# Herbert Palmer's Direction for the Lord's Day



## VirginiaHuguenot (Oct 3, 2008)

Herbert Palmer was a co-author of _Sabbatum Redivivum_, probably the largest Puritan treatise on the Sabbath. Elsewhere, though, he wrote succint directions for keeping the Lord's Day, found in his _Memorials_, part 3.

Lord Bacon Not the Author of "The ... - Google Book Search

I post them here for consideration.

PARTICULAR DIRECTIONS FOR THE LORD'S-DAY.

1. Remember it before it comes, for thy self and family, that none of the sacred time be lost, through worldly business occasioned by putting it off carelessly, wilfully; or sleepiness, by too much tiring out thy spirits over night, by overwatching or overworking.

2. Count it a day of spirituall liberty, wherein thou and thine, may without interruption converse with God, and benefit your souls. 

3. Unless upon true necessity, make it not shorter than other dayes, by late rising, or early going to bed.

4. Rather, as much as thy body and spirit will give leave, inlarge it, as a delightfull opportunity of good, by rising earlier, and sitting up, as long as thou canst.

5. Count the publick assemblies, the solemnest service of the day, and let no pretence, ordinarily, hinder thee or thine; from being present, from the first (continuing to the last) both morning and afternoon. 
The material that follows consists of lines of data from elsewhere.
PR #100, opened 2018-02-14
Create User Home Namespace

djsd123:
The persistent volume claim `nfs-homes` lives in the default namspace.  Running the
Job works fine if the namespace in your context is set to default but in
the event that it is not.  The job will fail.


jmoz:
LGTM 👍

djsd123:
Ta @jmoz, @xoen

PR #104, opened 2018-02-16
RStudio v1.3.0 proxy to use Auth0 hosted login page

xoen:
See quay.io/mojanalytics/rstudio-auth-proxy tag v1.3.0


xoen:
Thanks Andy

PR #105, opened 2018-02-16
RBAC: CPANEL

djsd123:
In the backgroud the control panel invokes `helm` commands to manage a
user's applications like rstudio. `helm` itself requires that the
account invoking it be able to discover `tiller`. To discover `tiller` the account
at the very least will need to be able to __list__ `pods` in `kube-system` (perhaps
because helm assumes that is where tiller is?) and forward ports.


djsd123:
Thanks @andyhd

xoen:
Thanks @djsd123 - Good one 👍

djsd123:
Thank you @xoen 🔢

PR #107, opened 2018-02-20
init-user: Bumped version

xoen:
The version didn't change which means the repository index rebuild
didn't get triggered.


xoen:
Approved by @djsd123 offline

PR #108, opened 2018-02-21
Add unidler chart

andyhd:


charts/unidler/templates/clusterrolebinding.yaml
```diff
@@ -0,0 +1,15 @@
...
+    app: {{ .Release.Name }}
+subjects:
+  - kind: ServiceAccount
+    name: {{ .Release.Name }}
+    namespace: default
+    apiGroup: ""
+roleRef:
+  kind: ClusterRole
+  name: {{ .Release.Name }}
+  apiGroup: ""
```
djsd123: Should this be `rbac.authorization.k8s.io`

charts/unidler/templates/serviceaccount.yaml
```diff
@@ -0,0 +1,6 @@
+apiVersion: v1
+kind: ServiceAccount
+metadata:
+  name: {{ .Release.Name }}
```
djsd123: Think you should probably add the namespace you want this account to be created in.  Going by the ClusterRolebinding it should be `default` if that was your intention.

charts/unidler/templates/deployment.yaml
```diff
@@ -0,0 +1,25 @@
...
+      labels:
+        app: {{ .Release.Name }}
+    spec:
+      serviceAccountName: {{ .Release.Name }}
+      containers:
+      - name: {{ .Chart.Name }}
+        image: "{{ .Values.image.name }}:{{ .Values.image.tag }}"
+        imagePullPolicy: {{ .Values.image.pullPolicy }}
+        ports:
+        - name: {{ .Values.service.name }}
```
djsd123: Is this Value missing?

charts/unidler/templates/deployment.yaml
```diff
@@ -0,0 +1,25 @@
...
+      containers:
+      - name: {{ .Chart.Name }}
+        image: "{{ .Values.image.name }}:{{ .Values.image.tag }}"
+        imagePullPolicy: {{ .Values.image.pullPolicy }}
+        ports:
+        - name: http
+          containerPort: {{ .Values.service.internalPort }}
+        env:
+          - name: LOG_LEVEL
+            value: "INFO"
```
xoen: (Sorry for the late comments, I know this is already merged)

Not a problem, just a thought, we may these kind of variables in the `values.yaml` so by default would be `INFO` but we could potentially easily override if needed.

As I said, just a general thought, nothing we really need to change.

charts/unidler/values.yaml
```diff
@@ -0,0 +1,14 @@
+# Docker image
+image:
+  name: quay.io/mojanalytics/unidler
+  tag: v0.1.0
```
xoen: I see that this tag is [not present in Quay](https://quay.io/repository/mojanalytics/unidler?tab=tags), I know you're still playing/testing the unidler so maybe you're already aware of it.

charts/unidler/values.yaml
```diff
@@ -0,0 +1,14 @@
...
+  pullPolicy: Always
+
+replicaCount: 1
```
xoen: Shouldn't we have more than one instance in general unless application is not stateless (as in the case of RStudio)?

Maybe you're currently testing it and/or having more than one instance of this could cause some concurrency problems when unidling the same thing 2+ times?

xoen:
I know it's a bit of a chore but have a `README.md` and `CHANGELOG.md` could be good to keep track of the various changes - just a thought.

Looks good to me as well 👍

PR #112, opened 2018-02-28
rstudio 1.4.1: Session cookies expire after 1 hour (by default)

xoen:
Using new version of `rstudio-auth-proxy` (`v1.4.2`) which now
sets session cookies' `Max-Age` to expire session after 1h.

This can be optionally be configured via `authProxy.cookieMaxAge` chart value.

See also: https://github.com/ministryofjustice/analytics-platform-rstudio-auth-proxy/pull/15

### DIFF
--- a/charts/rstudio/CHANGELOG.md
+++ b/charts/rstudio/CHANGELOG.md
@@ -5,6 +5,17 @@ The format is based on [Keep a Changelog](http://keepachangelog.com/en/1.0.0/)
 and this project adheres to [Semantic Versioning](http://semver.org/spec/v2.0.0.html).
 
 
+## [1.4.1] - 2018-02-28
+### Added
+- sets `COOKIE_MAXAGE` variable in auth proxy to expire session cookies after
+  1 hour (can be configured via `authProxy.cookieMaxAge` value which by default
+  is `3600` seconds)
+
+### Changed
+- Bumped `rstudio-auth-proxy` docker image used to `v1.4.2`.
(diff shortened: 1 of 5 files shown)


charts/rstudio/CHANGELOG.md
```diff
@@ -5,6 +5,17 @@ The format is based on [Keep a Changelog](http://keepachangelog.com/en/1.0.0/)
...
 
 
+## [1.4.1] - 2018-02-28
+### Added
+- sets `COOKIE_MAXAGE` variable in auth proxy to expire session cookies after
+  1 hour (can be configured via `authProxy.cookieMaxAge` value which by default
+  is `3600` seconds)
+
+### Changed
+- Bumped `rstudio-auth-proxy` docker image used to `v1.4.2`.
```
andyhd: Is it worth synchronising the helm chart and docker image version numbers?

xoen: I know what you mean, they were for a bit but then they fall again out of sync.

The reality is that these 3 things (helm chart and proxy/rstudio images) are related but kind of independent:
 - Update the proxy usually means update the rstudio helm chart (as you want to use it).
Although the semantic version numbers may differ (e.g. a feature in the proxy may not be worth the name of feature in the larger context of RStudio).
- Also, should the helm chart be in sync with the rstudio docker image tag?

I think this and the auth proxy have been in sync briefly in the past but I concluded that was pretty much a coincidence.

PR #117, opened 2018-03-13
cpfrontend 1.3.5: Using /healthz endpoint

xoen:
This should fix the `503` errors caused by the use of `/login` as
a readiness probe after enabling silent SSO.

Ticket: https://trello.com/c/fPZGrSYt/695-1-add-healtcheck-to-cp-ui


xoen:
Cheers @djsd123 🏆

PR #118, opened 2018-03-14
kibana-auth-proxy 1.1.0: Proxy to use Auth0 hosted login page

xoen:
### What
- Fixed proxy version/tag instead of using `latest`
- Use newly added `/healthz` endpoint for healthcheck
- Proxy was updated to:
  - use Auth0 hosted login page instead of local login page
  - enabled silent SSO enabled
  - session cookies expire after 1 hour
  - Other changes, see: https://github.com/ministryofjustice/analytics-platform-kibana-auth-proxy/pull/1

### Ticket
https://trello.com/c/robNgbzG/651-3-update-kibana-auth-proxy-to-use-hosted-auth0-login

### DIFF
--- a/charts/kibana-auth-proxy/Chart.yaml
+++ b/charts/kibana-auth-proxy/Chart.yaml
@@ -1,4 +1,4 @@
 apiVersion: v1
 description: A Helm chart for Kubernetes
 name: kibana-auth-proxy
-version: 1.0.3
+version: 1.1.0
--- a/charts/kibana-auth-proxy/Chart.yaml
+++ b/charts/kibana-auth-proxy/Chart.yaml
@@ -1,4 +1,4 @@
 apiVersion: v1
 description: A Helm chart for Kubernetes
 name: kibana-auth-proxy
-version: 1.1.0
+version: 1.1.1
--- a/charts/kibana-auth-proxy/CHANGELOG.md
+++ b/charts/kibana-auth-proxy/CHANGELOG.md
@@ -1,0 +1,16 @@
+# Changelog
+All notable changes to this project will be documented in this file.
+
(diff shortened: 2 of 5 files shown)


charts/kibana-auth-proxy/Chart.yaml
```diff
@@ -1,4 +1,4 @@
 apiVersion: v1
 description: A Helm chart for Kubernetes
 name: kibana-auth-proxy
-version: 1.0.3
+version: 1.1.3
```
andyhd: If you're changing the minor version, then the patch version should go back to zero, ie: `1.1.0`

xoen: Ahaha - of course, I'm an idiot, sorry I've been interrupted too many times today and I got distracted.

Well spotted 👍

xoen: @andyhd changed https://github.com/ministryofjustice/analytics-platform-helm-charts/pull/118/commits/4d51ecdeedf132c3c8a2c8d773917eaa765a9e2b

xoen:
FYI: I also added the readiness probe now https://github.com/ministryofjustice/analytics-platform-helm-charts/pull/118/files#diff-d6e59bfba54917a875f4683fe14160bdR249bfba54917a875f4683fe14160bd

xoen:
FYI: As discussed earlier [I've disable *silent* SSO](https://github.com/ministryofjustice/analytics-platform-helm-charts/pull/118/commits/aee3c79dd55db0ffa85b2c7007030c464bde8025) for the `kibana-auth-proxy` as in this case we want to be explicit about the method of login to use (and also log with Google breaks when passing `prompt` 😇 )

(Proxy changes are [here](https://github.com/ministryofjustice/analytics-platform-kibana-auth-proxy/pull/2/files))

PR #122, opened 2018-03-19
kibana-auth-proxy: Fixed redirect loop caused by ingress annotation

xoen:
Ingress resource doesn't need the following annotation anymore

    nginx.ingress.kubernetes.io/force-ssl-redirect: true

Bumped chart to version `1.1.2`


djsd123:
Forgot FFTM

xoen:
Cheers @djsd123

PR #44, opened 2026-07-29
Allow user to set min and max pixels in override_qaic_config using mm_processor_kwargs

quic-sanising:


ankitqti (approved):
Looks good to me

PR #45, opened 2026-07-29
Convert `image_grid_thw` from 3-D to 2-D for Qwen-VL models

quic-sanising:
In `qaic_disagg`, `_merge_embeds` adds a leading batch dim to `image_grid_thw` `([N, 3] -> [1, N, 3])` and calls `_get_mm_fields_config` directly, so `prod(-1)` is 2-D and `flat_from_sizes` raises `"size_per_item should be a 1-D tensor"` (caught, but logs a traceback per request).

Add a small mixin class that wraps `_get_mm_fields_config` to squeeze `ndim==3` `image_grid_thw` back to `ndim==2`.


vllm_qaic/patch/__init__.py
```diff
@@ -71,6 +71,18 @@
 #       Because vLLM defaults to fork-based subprocesses, patching here (in the
 #       main process before fork) is sufficient.
 # ~~~~~~~~~~~~~~~~~~~~~~~~~~~~~~~~~~~~~~~~~~~~~~~~~~~~~
+#
```
ankitqti: I'm not happy to patch model , it will also impact eager mode, is there another way for this issue, can we do something in qaic_multimodel or on our qaic_custommm_processor for this issue

quic-sanising: Sure. I have removed the monkeypatch. I have moved the fix into `qaic_custom_mm_processor.py` using a small mixin class. It works the same way. I have tested it on Qwen2.5-VL and it works. Please review again. Thanks.

ankitqti (approved):
Looks good!!

PR #50, opened 2026-07-30
Remove stale qbuffer cache

chaitanyasachdeva:
Remove the persistent qbuffer cache and stale set_buffers calls so np_run registers the current buffers for each execution.


quic-sanising (approved):

ankitqti:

6. Let all private and family-duties tend to fit thee for, or to improve the publick.

7. Neglect not to take a through account of thy self, of every main parcel of the Word, publickly read; namely of the several parts, one by one, the several psalms and chapters, and learn somewhat from every one of them.

8. The better to do this, discourse with those that are willing to hear and answer, or such as may not refuse (as thy inferiors) concerning each of these. This will help to remember, and quicken spiritual attention, of profitable things to be learned, above that which one would imagine. We lose much benefit of the Word, because we do not bend our minds to it.

9. As the mainest rule of wisdom, in the ordering of time this day, to the best advantage; bethink thy self overnight, or in the morning early, or both, what the present frame and temper of thy mind is, and what thou wantest, that thou maiest study for a remedy to supply; and watch what God will speak to thee in his Word, or by his minister about it, that day.

10. Pray that thou maist be attentive to what specially concerns thee, and particularly the matters so thought upon; and that without mistake, and specially without repugnance of spirit.

11. Admit not, as much as lies in thee, any unnecessary worldly discourse, no not at meals; rather then look most to it, as being the time of greatest danger ordinarily.

12. Much less begin any worldly discourse, whether among Christians, or other persons.

13. Rather than squander away those precious hours, or even minutes upon the world or vanity, if thou canst with any convenience, retire thy self, and sit alone in thy chamber.

14. By thy good will, admit not of any worldly thoughts being alone, or silent in company.

15. But pray, read, meditate, go into good company, if any be neer: sleep were better, if any need of it, than when God and thy conscience call for thy thoughts (which are the preciousest things thou hast) to bestow them upon the world or vanity.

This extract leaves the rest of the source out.